Auf der Suche nach dem Zwilling
Die Zwillinge Alissa und Anton wachsen gemeinsam auf, doch irgendwann, als Ali ihr Mathestudium abbricht, verschwindet Anton. Sie bekommt eine Postkarte ohne Absender, darauf nur ein Wort: Istanbul. Ali begibt sich auf die Suche nach ihrem Zwilling, folgt ihm in die Türkei. "Und als die Anschläge Istanbul erreichten, spürte sie die Detonation bis nach Tarlabasi und ging so lange nicht an das Telefon, bis die Namen aller Opfer bekannt gegeben waren. Sie hielt die Luft an, bis sie wusste, dass Antons Name nicht dabei war. Dann biss sie die Zähne zusammen, weil sie merkte, dass sie insgeheim gehofft hatte, sein Name würde genannt werden. So hätte sie ihn gefunden." Doch die Reise wird für Ali immer mehr zur Suche nach sich selbst.

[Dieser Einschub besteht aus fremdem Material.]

PR #1261, opened 2019-08-19
add a table of contents to the README

eikenb:
TOC is generated and updated via the script.
Also added a Makefile target (toc) to run script.


eikenb:
Please note (to anyone who finds the big TOC annoying and finds this PR) that the TOC is a temporary solution to allow for easier doc navigation until we have a chance to restructure the documentation (which is planned).

PR #1265, opened 2019-08-22
change backup to use os.Link

eikenb:
Instead of opening a new file and manually copying over the contents,
just use a hard link. This has different tradeoffs vs manually copying
(eg. it isn't supported on plan9), but should generally be more robust
and has no race.

This also changes it to just log an error vs returning it, in the case
of a os.Link returning an error, as that causes consul-template to exit
(which we don't want for this).


liuxu623:
There is a bug, if xxx.bak is exist, os.Link will return `file exists` error.

PR #1279, opened 2019-09-09
add basic rate limiting to consul api calls

eikenb:
Rate limit all API calls to Consul to ~1/100ms to keep consul-template
from flooding consul-agent with requests. This takes the idea from #1066
and simplifies it by making it work this way by default instead of
making it a configurable option.

Closes #1066


eikenb:
If any more complex rate limiting is needed, we should probably switch to https://godoc.org/golang.org/x/time/rate, but this is fine for now.

PR #1290, opened 2019-09-27
Allow overriding the default delimiter

mdgreenfield:
For: #1008

This replaces https://github.com/hashicorp/consul-template/pull/1081 with a signed CLA.

This implements a defaults section that allows you to overwrite the default delimiters used for all templates.


mdgreenfield:
@pearkes anything else needed here?

eikenb:
Hey @mdgreenfield, thanks for the PR.

We'll review it and let you know as soon as we can. It shouldn't be to long.

config/config.go
```diff
@@ -48,6 +48,9 @@ type Config struct {
 	// Dedup is used to configure the dedup settings
 	Dedup *DedupConfig `mapstructure:"deduplicate"`
 
+	// Default is used to configure the defaults for templates
+	Defaults *DefaultsConfig `mapstructure:"defaults"`
```
eikenb: Could you rename `Defaults` to something more descriptive... maybe `DefaultDelims` or similar.
Same for the `DefaultsConfig` struct. Please keep the fact that they match.
Thanks.

eikenb:
Sorry for the silence on this. Other priorities came up but I'm now making a pass reviewing things. Got to this PR first as it came up for discussion internally.

While in general I'm trying to minimize new configuration settings as CT already has a bunch, I'm leaning towards merging this as I think readability is very important. Also making this global makes more sense to me and keeps it simpler than a per-template setting. Anyways, I left a comment with the only change I'd like to see after an initial pass.

Thanks.

mdgreenfield:
Thanks @eikenb. I've rebased with master and updated the names of the vars and the config used in the config file.

PR #1294, opened 2019-10-15
Fix incorrect code example in README.md

rpagliuca:
Replace `toJson` with `toJSON` in one of the README.md code examples, as the function name is case sensitive and throws errors otherwise.


eikenb:
Thanks @rpagliuca. Good catch.

PR #1562, opened 2022-04-01
Remove writeToFile reliance on cgo/$USER for UID/GID detection

mbillow:
@eikenb One _very_ tiny change I hope we can sneak in before 0.28.1. I didn't realize that using `user.Current()` relies solely on the `USER` environment variable if the binary isn't built with CGo. We should absolutely just be grabbing the UID and GID from the `os` package.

Die Erzählperspektive wechselt meist mit den Kapiteln, ebenso wie die Orte und Zeitebenen - es geht nach Moskau, Istanbul und Deutschland, denn Ali wandert durch ihre Familiengeschichte -, doch Ali hält die Episoden als Bezugspunkt zusammen und so funktionieren die Erinnerungen als Erzählung erstaunlich gut.
Transgender in Istanbul
Die betörende Hauptperson denkt nicht daran, sich ein Label aufdrücken zu lassen. Ali will endlich selbstbestimmt leben, und es drängt sie innerlich, ihr Geschlecht zu wechseln. Schon als Kind hadert sie mit ihrer Rolle und will so kurze Haare haben wie ihr Bruder. Die Eltern sind natürlich dagegen, erzählen irgendetwas von der Ehre einer Frau: "Und was ist, wenn ich keine Frau bin?" Die Antwort: "Was bist du dann, ein Elefant?"

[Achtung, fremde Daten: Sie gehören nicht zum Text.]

PR #1563, opened 2022-04-04
fix name/use of confusing Block flag

eikenb:
The Block flag returned in the ResponseMetadata from Fetch was
confusing. It sounds like it should be about blocking query, but it is
really about a query that would normally block but instead is returning
no data/nil. The logic in this case is to just loop around to call Fetch
again instead of returning the nil data.

The only case of this is KV Get. Consul returns a 404 for KV lookups
on invalid paths but the GO API ignores this error and returns nil data
(and nil error) instead. By having it just loop again it is basically
letting you to have a blocking-like call on a key that doesn't exist yet
(but could come into existance).

This change fixes the naming of the flag to be more obvious in its
meaning, adding a few reminder comments as well as cleaning up a bit
of use from the confusion.

### DIFF
--- a/dependency/kv_get.go
+++ b/dependency/kv_get.go
@@ -21,9 +21,9 @@ var (
 type KVGetQuery struct {
 	stopCh chan struct{}
 
-	dc    string
-	key   string
-	block bool
+	dc         string
+	key        string
+	blockOnNil bool
 }
 
 // NewKVGetQuery parses a string into a dependency.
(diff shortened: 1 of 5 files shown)


dependency/kv_get.go
```diff
@@ -57,6 +57,8 @@ func (d *KVGetQuery) Fetch(clients *ClientSet, opts *QueryOptions) (interface{},
 		RawQuery: opts.String(),
 	})
 
+	// NOTE that the Consul HTTP KV API returns a 404 on failed gets, but the
+	// Go API ignores those for KV gets, returning nil data and error.
```
lornasong, line 61: Does the "Go API" here refer to the Consul API SDK or is it something else?

lornasong (approved):
The `BlockOnNil` name is easier to understand! Appreciated the context in the comments

I was wondering if this type of code is only in CT? Is there anything similar in hcat?

dependency/kv_get.go
eikenb: Yeah, I mean the `github.com/hashicorp/consul/api` package. They have a separate `github.com/hashicorp/consul/sdk` package that is kind of using the SDK moniker, so I'm not 100% on what's best to call it. That was my shot. Maybe "Go API Package" would be clearer?

lornasong: Thanks for clarifying, I think that works! My only thought is maybe also adding "Consul" e.g. "Consul Go API Package"? The "something else" I was considering was the go standard library's api package (which didn't seem likely).

eikenb: Comment updated. Thanks @lornasong!

PR #1565, opened 2022-04-06
Add Nomad Service Discovery Support

schmichael:
Adds 2 functions for retrieving services from Nomad:

- nomadServices - retrieves all services from Nomad
- nomadService - retrieves all registrations for a service

Tag filtering for `nomadService` is currently implemented in
consul-template as the Nomad API does not support it directly.

Tests use a Nomad binary on path and require Nomad 1.3.0-beta or a
binary built from the PR: hashicorp/nomad#12458

Tests also require Docker.


eikenb (approved):
Everything looks good. Spent more time reviewing the integration points vs. the new functionality but saw no issue with either. Thanks!

And extra thanks for the mapstructure api test updates. :heart:

PR #1573, opened 2022-04-11
fix bug with 2 templates, same ID, different paths

eikenb:
The way template configs were being tracked meant that if 2 templates
had the same content but different config otherwise, they would only use
the last config. Having more than 1 template with the same content is
rare but a user ran into it with 2 templates and the same path.

This eliminates the separate tracking of template configs and bundles
them with the templates themselves. Having a 1-1 template/config and
eliminating the separate data structure makes this area of code simpler
to understand and work with while fixing this issue.

This also fixes the TemplateConfigMapping() call which should have kept
backwards compatibility with the signature.

### DIFF
--- a/manager/runner.go
+++ b/manager/runner.go
@@ -50,10 +50,6 @@ type Runner struct {
 	outStream, errStream io.Writer
 	inStream             io.Reader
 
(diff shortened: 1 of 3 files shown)


mkam (approved):
Looks good to me!

PR #1578, opened 2022-05-02
sort: use strictly less-than for less implementations

shoenig:
This PR updates implementations of the `sort.Less` interface to use
strictly less-than evalutation of arguments.

https://pkg.go.dev/sort#Interface

	// Less reports whether the element with index i
	// must sort before the element with index j.
	//
	// If both Less(i, j) and Less(j, i) are false,
	// then the elements at index i and j are considered equal.
	// Sort may place equal elements in any order in the final result,
	// while Stable preserves the original input or

I suspect `<=` only causes a problem when used in conjunction with sort.Stable
as the results will not actually be stable. However we do in fact use sort.Stable
in consul-template.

In Istanbul findet sie zwar nicht ihren Bruder, trifft dafür bei einer Partynacht aber auf Katho/Katharina/Katüscha, eine Transperson, die ihr Geld mit Tanz verdient. Die beiden kommen sich näher, landen im Bett und Ali lernt ein Transgender-Vorbild kennen. Der Zugang zu Testosteron ist in Istanbul einfach: Das bekommt man auf der Straße. So beginnt Ali eigenhändig eine Hormontherapie. Und möchte Anton genannt werden. Die Mutter glaubt am Telefon noch an Heiserkeit, nicht an Stimmbruch.

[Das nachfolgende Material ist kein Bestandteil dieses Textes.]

PR #1596, opened 2022-07-07
Updated dependencies to remove some security alerts.

tsaarni:
* Upgraded from github.com/Masterminds/sprig v2.22.0+incompatible to v3.2.1. This brings in [security update](https://github.com/advisories/GHSA-xg2h-wx96-xgxr) to indirect dependency github.com/Masterminds/goutils v1.1.1 which was uplifted already by https://github.com/hashicorp/consul-template/commit/b43344b95c8a0f622dfcd6584fa99cc21e317a70by where the version was pinned. It would be nice to update the direct dependency as well.
* Changed the import path to github.com/Masterminds/sprig/v3 to align with the new version.
* Updated github.com/imdario/mergo and github.com/hashicorp/nomad/api to uplift indirect dependency gopkg.in/yaml.v3 to version v3.0.1. This makes sure CVE-2022-28948 is addressed.


tsaarni:
Cc @eikenb

I saw there is already commit to uplift goutils v1.1.1 but I wonder what would you think about approach suggested in this PR: update the 1st level depenency as well?  I also included two more uplifts to get `gopkg.in/yaml.v3` security fix.

Unfortunately I did not manage to run `make test` on my machine. I believe I had problems with a test with syslog dependency on my machine. If you don't mind, it would be great to run the tests via the workflows.

eikenb:
Hey @tsaarni, thanks for the PR!

I'm sorry to say that sprig v3 is not a drop in replacement for sprig-v2 as it made several backwards incompatible changes to its template functions. We try to avoid breaking changes if possible and for sprig my thinking was that I'd eventually add sprig3 as a separate feature, not just replace sprig 2 with it. At least until v2 was out of support.

Double checked and Sprig-2 is at the current version. Maybe just skip it and update the other indirect dependencies that need it?

tsaarni:
@eikenb OK I see, thank you!  I updated the PR in case you'd still like to take the `gopkg.in/yaml.v3` update.

eikenb (approved):
:+1: Thanks!

PR #1600, opened 2022-07-15
only use setpgid for 'sh -c' wrapped subshell calls

eikenb:
Previously setpgid was set for all commands. This had an unintended
side effect of breaking certain use cases, like using an interactive
'bash' as the command to be executed/managed as a way to debug/test your
setup.

This was also added as part of the conversion from the old (broken)
shell parser to using 'sh -c' subshells for those calls. After that
I added support for single commands and command lists that don't get
wrapped. Using setpgid is not needed on the non-wrapped calls as it was
added to ensure backwards compatibility with signal propagation for
the wrapped commands (the wrapping shell discards some signals).

Note this is an internal change with no documentation changes required.

### DIFF
--- a/child/child.go
+++ b/child/child.go
@@ -119,10 +119,13 @@ type NewInput struct {
 	Splay time.Duration
 
 	// Setsid flag, if set to true will create the child processes with their own
-	// session ID and Process group ID. The default value of false will cause the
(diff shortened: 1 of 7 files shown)


eikenb:
Fixes #1604

PR #1613, opened 2022-08-02
filter out vault secrets from template errors

eikenb:
Template execute errors would return the values related to the error in certain cases and these could end up in the logs. This makes sure that if those values are vault secrets they are redacted.

### DIFF
--- a/template/template.go
+++ b/template/template.go
@@ -4,7 +4,9 @@ import (
 	"bytes"
 	"crypto/md5"
 	"encoding/hex"
+	"fmt"
 	"io/ioutil"
+	"strings"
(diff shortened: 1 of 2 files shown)


lornasong (approved):
makes sense to me! as a side note, wondering if it would be useful to have a test case for non-vault secrets to check that they are not redacted?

Fast beiläufig wird das Zeitgeschehen behandelt, wodurch sich die Geschichte sehr aktuell liest. "Wie spät es war, bestimmte in diesen Tagen der Ministerpräsident", heißt es zur angespannten Situation in Istanbul. Ob Krim, ob Gezi-Park: Ohne Erdogan oder Putin namentlich zu nennen, gelingt es Salzmann politische Themen künstlerisch einzuweben.
Nach der Lektüre schaut man ganz erstaunt den etwa 360-Seiten-schmalen Band an, weil so viel in dieser Geschichte steckt. Salzmann kann Theater - das hat sie bereits gezeigt - und sie kann Prosa, mit Leichtigkeit.